Congress prepares resolution supporting Israel, condemning Hamas "unprovoked" actions; State Department points finger at Hamas as perpetrator of crisis.

US Capitol building in Washington DC 390 (photo credit: Kevin Lamarque / Reuters)
US Capitol building in Washington DC 390
(photo credit: Kevin Lamarque / Reuters)
VIENNA -- The Obama administration and leadership in Congress from both parties publicly supported Israel's continued operation in Gaza on Thursday, with all parties urging caution while reinforcing that Israel's military actions, thus far, fall within the country's right to defend itself against Hamas terrorism.
"I would remind you who is at fault here, and that is Hamas," State Department spokeswoman Jen Psaki told reporters on Thursday, facing a series of accusatory questions from a Palestinian journalist for al-Quds TV in Washington.
Israeli military activity— targeting infrastructure and known terrorist operatives, taking practiced precautions to forewarn Palestinian civilians in advance of an air strike— differ fundamentally from Hamas tactics, Psaki continued: "indiscriminately" firing projectiles, without precision, in the general direction of populated civilian areas.
Congress, too, asserted on Thursday that Hamas' actions constitute "unprovoked" terrorism, and not a right of Palestinians to defend themselves.
"There is no moral equivalency between the self-defense actions of Israel and the barbaric actions of Hamas," Senator Lindsey Graham (R-South Carolina), said on Thursday. Along with Robert Menendez (D-New Jersey), Kelly Ayotte (R-New Hampshire) and Chuck Schumer (D-New York), Graham is now proposing a resolution that would "reaffirm the United States’ support for Israel’s right to defend its citizens" and "ensure the survival" of the Israeli state.
The resolution also calls on the Palestinian Authority, funded in large part by Congress, to end its unity government with Hamas, and condemns the firing of hundreds of rockets at Israel as "unprovoked."
“Israel is entitled to take the steps necessary to protect itself from destructive rocket attacks from Hamas that are aimed at all Israeli civilians, regardless of their religion,” said Schumer. “This resolution supports Israel as it protects itself in a manner that values the safety of Palestinian civilians even as its own civilians face indiscriminate attacks from terrorists."
Consistent rocket fire from Gaza began before three Israeli teenagers were kidnapped and killed in the West Bank. US and Israeli intelligence agencies Hamas was involved in the act, which shook the Israeli populace.
Discovery of their bodies prompted mass protests, and the revenge killing of an Arab teen in Jerusalem, which further deepened the crisis.

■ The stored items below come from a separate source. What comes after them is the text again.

PR #160, opened 2023-06-30
[ant design] add an optional prop to handle modal open

jillxuu:
### context
this is to fulfill the requirement from our partner game dev shop in this flow so that client can control modal open: 
game-wallet-support drawio

### details
1. change's backward compatible as its optional
2. test it out locally in below screen recording

https://github.com/aptos-labs/aptos-wallet-adapter/assets/121921928/2503df36-5079-4a83-8911-ba1b04e37b0b
3. bump minor version 
4. decide to pass in boolean instead of actions cuz actions will make ant design code messy

### DIFF
--- a/.changeset/bright-jobs-tap.md
+++ b/.changeset/bright-jobs-tap.md
@@ -1,0 +1,5 @@
+---
+"@aptos-labs/wallet-adapter-ant-design": minor
+---
+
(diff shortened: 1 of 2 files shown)


0xmaayan (approved):
beautiful!

PR #163, opened 2023-07-03
support error response on connect/disconnect functions and modify dem…

0xmaayan:
…o app UI


0xmigo (approved):
LGTM!

nit: Would be nice if we can include an image of an updated UI :D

Psaki and Israeli ambassador to the United Nations Ron Prosor faced a barrage of aggressive questions from an Al Jazeera anchor on Thursday afternoon, as the parties and their sympathizers on both sides of the conflict waged in a public relations war on the airwaves.
In the interviews, Prosor and Psaki were asked if they knew how many children had so far died in Gaza from air strikes, and how many more would Israel kill before it ended its operation.
Psaki sent condolences on behalf of the US government to the families with lost loved ones, noting Israel's efforts to forewarn civilians.
Asked whether the US had taken a position on a prospective Israeli military ground invasion into Gaza, Psaki replied that such an outcome was "no one's preference."